- [Task to complete]:
Throughout the listing below, copy each line containing "adding".

- [Input records]:

..............................

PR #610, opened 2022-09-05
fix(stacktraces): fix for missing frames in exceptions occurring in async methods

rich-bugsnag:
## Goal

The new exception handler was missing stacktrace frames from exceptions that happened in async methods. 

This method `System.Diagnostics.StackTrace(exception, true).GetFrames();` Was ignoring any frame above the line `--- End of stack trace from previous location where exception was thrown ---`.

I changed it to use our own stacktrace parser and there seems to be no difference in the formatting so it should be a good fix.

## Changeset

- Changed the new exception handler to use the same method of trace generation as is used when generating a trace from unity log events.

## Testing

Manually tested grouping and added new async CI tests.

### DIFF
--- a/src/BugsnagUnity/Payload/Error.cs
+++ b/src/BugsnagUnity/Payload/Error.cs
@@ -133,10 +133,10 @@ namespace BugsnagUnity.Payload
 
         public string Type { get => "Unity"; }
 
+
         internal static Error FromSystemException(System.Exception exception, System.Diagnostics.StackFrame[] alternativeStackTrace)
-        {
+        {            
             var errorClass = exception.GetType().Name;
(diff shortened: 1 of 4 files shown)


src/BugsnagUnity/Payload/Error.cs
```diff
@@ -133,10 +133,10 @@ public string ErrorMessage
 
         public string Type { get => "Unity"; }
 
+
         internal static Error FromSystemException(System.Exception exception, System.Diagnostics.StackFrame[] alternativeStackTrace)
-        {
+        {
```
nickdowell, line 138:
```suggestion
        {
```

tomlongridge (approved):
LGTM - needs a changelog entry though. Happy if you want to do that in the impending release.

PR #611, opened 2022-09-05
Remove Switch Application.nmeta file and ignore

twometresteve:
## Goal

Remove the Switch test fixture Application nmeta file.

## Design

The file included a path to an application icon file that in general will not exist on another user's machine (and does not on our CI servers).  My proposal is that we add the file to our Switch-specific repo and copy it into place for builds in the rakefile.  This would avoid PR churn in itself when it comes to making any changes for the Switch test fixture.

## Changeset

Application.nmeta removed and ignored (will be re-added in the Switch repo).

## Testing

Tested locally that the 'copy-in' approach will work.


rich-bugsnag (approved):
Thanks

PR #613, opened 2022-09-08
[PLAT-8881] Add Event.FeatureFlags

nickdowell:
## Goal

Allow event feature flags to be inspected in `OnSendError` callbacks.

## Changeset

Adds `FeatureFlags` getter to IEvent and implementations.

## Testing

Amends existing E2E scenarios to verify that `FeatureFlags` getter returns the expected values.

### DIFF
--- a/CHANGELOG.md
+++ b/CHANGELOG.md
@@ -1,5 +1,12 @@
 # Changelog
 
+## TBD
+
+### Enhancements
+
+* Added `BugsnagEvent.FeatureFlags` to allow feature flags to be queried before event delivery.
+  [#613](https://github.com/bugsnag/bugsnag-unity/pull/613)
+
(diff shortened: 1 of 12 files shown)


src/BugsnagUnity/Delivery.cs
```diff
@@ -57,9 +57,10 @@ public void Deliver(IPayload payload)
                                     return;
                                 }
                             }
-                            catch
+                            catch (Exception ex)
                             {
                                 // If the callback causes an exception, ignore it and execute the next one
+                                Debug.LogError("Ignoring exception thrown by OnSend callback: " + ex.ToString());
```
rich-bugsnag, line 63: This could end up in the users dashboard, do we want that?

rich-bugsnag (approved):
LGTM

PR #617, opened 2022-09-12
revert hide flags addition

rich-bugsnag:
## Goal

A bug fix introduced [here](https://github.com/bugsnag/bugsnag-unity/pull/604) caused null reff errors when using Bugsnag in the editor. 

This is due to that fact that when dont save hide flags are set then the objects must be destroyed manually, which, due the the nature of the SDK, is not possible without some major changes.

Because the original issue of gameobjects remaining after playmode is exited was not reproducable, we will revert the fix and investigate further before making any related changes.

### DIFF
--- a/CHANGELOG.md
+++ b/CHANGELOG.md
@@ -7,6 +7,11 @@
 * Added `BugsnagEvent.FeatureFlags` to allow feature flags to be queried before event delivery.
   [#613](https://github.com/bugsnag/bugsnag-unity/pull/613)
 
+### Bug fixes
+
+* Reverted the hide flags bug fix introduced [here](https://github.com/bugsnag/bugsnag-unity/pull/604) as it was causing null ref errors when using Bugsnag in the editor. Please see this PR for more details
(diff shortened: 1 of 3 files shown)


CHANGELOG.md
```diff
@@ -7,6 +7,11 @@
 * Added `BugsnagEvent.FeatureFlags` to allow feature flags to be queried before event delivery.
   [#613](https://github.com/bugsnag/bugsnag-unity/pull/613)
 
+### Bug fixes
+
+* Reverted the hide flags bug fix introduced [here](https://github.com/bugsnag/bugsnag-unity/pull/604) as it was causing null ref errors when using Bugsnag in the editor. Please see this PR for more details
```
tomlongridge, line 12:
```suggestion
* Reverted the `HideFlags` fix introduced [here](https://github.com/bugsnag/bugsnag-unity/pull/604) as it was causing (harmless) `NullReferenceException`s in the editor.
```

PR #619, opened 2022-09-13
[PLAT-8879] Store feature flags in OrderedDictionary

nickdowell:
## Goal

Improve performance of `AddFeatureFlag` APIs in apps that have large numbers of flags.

..............................

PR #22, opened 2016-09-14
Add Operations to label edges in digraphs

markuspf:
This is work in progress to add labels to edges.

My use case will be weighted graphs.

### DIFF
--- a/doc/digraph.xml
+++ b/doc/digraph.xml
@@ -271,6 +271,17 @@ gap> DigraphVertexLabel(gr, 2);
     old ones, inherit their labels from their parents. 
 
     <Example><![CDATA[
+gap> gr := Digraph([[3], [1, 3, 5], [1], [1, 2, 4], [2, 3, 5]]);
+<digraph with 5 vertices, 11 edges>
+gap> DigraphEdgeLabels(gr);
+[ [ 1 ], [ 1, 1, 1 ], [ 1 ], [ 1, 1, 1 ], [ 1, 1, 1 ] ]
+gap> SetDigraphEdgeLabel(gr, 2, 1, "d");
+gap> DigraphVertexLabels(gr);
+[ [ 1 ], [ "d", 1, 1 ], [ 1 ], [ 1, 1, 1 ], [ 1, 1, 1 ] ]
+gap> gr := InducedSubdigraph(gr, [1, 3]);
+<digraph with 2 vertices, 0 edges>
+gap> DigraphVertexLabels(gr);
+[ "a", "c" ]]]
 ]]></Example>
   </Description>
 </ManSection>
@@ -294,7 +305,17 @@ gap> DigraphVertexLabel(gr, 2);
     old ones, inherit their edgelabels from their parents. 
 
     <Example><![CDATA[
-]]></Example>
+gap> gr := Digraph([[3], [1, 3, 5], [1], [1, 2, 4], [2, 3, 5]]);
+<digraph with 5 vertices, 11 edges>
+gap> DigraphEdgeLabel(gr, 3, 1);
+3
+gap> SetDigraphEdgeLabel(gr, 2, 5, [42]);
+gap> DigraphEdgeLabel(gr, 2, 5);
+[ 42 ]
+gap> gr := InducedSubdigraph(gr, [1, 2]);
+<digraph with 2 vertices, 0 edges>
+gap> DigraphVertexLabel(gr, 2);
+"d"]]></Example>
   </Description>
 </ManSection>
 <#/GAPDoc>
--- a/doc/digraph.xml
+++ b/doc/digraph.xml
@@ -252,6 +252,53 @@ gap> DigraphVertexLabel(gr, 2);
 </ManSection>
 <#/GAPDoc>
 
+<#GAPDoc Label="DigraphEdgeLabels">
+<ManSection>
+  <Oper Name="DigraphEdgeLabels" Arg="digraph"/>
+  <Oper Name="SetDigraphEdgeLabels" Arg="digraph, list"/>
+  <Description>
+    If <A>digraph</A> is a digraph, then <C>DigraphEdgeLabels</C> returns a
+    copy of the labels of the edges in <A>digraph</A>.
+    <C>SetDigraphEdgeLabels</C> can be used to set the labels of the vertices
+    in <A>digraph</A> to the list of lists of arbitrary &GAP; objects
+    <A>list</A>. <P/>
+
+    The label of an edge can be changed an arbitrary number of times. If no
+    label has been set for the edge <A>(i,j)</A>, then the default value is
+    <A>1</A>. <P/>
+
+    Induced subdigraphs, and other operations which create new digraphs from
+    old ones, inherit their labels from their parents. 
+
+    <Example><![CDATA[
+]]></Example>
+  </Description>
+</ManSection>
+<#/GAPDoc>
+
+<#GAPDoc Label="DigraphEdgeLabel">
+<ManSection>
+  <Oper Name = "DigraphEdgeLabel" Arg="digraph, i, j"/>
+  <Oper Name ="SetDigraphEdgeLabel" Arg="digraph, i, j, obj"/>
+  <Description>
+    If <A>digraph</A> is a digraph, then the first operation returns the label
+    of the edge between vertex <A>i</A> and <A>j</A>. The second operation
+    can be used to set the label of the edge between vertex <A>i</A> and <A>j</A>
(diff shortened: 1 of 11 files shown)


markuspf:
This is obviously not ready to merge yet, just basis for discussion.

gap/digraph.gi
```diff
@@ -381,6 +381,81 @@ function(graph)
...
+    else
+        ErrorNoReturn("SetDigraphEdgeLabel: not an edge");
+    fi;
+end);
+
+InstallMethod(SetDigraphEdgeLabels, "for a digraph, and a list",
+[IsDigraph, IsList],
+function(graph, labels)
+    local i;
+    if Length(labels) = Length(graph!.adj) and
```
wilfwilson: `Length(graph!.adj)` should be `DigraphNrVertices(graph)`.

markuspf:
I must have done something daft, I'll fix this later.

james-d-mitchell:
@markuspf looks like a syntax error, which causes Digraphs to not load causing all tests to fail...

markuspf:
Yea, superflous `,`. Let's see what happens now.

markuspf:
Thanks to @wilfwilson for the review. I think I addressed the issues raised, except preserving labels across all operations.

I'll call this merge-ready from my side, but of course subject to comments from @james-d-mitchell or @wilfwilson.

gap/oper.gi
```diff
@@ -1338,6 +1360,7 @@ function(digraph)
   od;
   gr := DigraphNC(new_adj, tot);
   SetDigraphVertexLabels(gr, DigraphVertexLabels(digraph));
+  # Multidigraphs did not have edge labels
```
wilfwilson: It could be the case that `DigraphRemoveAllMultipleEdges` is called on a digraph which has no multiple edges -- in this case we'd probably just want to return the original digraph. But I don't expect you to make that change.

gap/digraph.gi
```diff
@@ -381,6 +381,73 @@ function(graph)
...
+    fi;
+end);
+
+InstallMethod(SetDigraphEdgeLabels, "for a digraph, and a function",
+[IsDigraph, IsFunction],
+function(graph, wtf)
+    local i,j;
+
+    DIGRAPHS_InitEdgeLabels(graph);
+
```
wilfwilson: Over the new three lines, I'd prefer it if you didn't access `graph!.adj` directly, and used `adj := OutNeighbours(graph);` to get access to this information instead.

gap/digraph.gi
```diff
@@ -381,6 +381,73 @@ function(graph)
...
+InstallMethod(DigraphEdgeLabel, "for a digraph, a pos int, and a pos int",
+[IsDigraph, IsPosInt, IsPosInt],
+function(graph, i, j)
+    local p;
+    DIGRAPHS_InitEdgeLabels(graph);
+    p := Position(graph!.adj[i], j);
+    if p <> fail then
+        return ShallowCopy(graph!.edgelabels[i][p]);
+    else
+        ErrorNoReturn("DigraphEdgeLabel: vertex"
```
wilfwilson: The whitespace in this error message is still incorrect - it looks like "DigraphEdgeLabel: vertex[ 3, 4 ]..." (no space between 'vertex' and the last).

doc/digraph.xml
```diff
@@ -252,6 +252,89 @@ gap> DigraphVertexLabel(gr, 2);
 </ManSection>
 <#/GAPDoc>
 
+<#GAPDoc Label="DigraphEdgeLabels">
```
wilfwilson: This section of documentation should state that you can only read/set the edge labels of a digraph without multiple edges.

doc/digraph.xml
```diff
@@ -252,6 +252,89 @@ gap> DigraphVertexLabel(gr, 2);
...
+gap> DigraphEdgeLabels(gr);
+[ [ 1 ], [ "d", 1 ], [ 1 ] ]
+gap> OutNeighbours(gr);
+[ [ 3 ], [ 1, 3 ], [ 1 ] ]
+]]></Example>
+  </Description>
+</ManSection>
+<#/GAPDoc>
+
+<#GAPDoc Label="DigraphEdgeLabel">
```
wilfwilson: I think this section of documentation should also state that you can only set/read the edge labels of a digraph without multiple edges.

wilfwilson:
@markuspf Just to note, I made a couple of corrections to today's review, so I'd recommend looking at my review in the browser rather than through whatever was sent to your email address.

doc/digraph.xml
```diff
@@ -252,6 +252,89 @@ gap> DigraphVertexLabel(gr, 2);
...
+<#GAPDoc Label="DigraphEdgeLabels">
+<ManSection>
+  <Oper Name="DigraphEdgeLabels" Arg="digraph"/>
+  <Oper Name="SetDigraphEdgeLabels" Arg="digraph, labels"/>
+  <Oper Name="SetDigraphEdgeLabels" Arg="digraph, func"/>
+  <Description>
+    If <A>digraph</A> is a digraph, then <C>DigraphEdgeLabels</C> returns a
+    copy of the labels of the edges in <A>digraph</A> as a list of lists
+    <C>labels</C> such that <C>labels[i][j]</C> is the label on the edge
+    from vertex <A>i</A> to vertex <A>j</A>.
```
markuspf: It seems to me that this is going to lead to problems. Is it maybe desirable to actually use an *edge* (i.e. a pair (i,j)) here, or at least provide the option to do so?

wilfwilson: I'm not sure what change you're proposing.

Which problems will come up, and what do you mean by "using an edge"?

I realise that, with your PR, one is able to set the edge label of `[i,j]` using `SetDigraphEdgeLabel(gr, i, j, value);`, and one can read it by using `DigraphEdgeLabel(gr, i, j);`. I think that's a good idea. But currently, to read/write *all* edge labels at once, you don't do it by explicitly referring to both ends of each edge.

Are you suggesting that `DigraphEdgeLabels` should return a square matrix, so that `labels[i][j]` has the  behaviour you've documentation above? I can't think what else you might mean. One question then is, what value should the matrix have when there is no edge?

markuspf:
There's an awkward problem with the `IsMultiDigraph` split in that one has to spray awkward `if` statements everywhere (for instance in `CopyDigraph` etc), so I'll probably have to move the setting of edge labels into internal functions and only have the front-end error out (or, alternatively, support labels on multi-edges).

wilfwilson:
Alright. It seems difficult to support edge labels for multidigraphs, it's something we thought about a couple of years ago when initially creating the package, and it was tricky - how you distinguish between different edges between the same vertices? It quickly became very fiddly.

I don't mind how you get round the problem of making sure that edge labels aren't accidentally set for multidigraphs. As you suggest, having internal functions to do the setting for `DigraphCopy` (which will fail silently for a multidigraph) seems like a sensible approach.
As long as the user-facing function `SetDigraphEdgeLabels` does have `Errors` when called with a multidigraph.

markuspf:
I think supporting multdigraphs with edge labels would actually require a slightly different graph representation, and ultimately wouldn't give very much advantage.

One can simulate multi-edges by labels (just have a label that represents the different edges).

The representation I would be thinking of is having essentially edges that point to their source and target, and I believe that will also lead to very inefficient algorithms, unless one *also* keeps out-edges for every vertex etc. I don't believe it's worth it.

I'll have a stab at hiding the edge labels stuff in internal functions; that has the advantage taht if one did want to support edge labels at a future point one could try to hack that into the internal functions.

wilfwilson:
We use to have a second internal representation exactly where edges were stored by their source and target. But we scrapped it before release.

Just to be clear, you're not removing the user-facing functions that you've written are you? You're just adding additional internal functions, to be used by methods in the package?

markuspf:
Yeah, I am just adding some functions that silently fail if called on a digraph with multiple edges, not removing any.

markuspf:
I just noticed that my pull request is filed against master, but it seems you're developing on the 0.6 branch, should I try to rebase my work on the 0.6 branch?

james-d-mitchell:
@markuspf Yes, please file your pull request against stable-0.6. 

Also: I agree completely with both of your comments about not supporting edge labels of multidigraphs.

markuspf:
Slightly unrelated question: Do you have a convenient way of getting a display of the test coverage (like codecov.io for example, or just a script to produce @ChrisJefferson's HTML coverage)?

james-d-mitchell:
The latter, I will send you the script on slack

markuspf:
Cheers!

..............................

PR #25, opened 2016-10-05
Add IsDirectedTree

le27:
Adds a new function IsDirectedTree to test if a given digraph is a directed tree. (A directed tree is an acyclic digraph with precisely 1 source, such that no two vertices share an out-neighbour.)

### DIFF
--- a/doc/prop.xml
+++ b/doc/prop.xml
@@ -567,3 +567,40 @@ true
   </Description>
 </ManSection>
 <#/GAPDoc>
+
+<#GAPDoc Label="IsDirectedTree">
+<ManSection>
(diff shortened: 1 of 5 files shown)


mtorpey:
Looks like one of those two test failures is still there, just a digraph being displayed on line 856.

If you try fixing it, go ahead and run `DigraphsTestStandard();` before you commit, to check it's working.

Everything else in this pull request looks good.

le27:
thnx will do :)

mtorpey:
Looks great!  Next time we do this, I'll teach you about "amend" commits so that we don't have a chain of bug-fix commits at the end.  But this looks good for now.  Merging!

..............................

- [Answer space]:
Just to be clear, you're not removing the user-facing functions that you've written are you? You're just adding additional internal functions, to be used by methods in the package?
Yeah, I am just adding some functions that silently fail if called on a digraph with multiple edges, not removing any.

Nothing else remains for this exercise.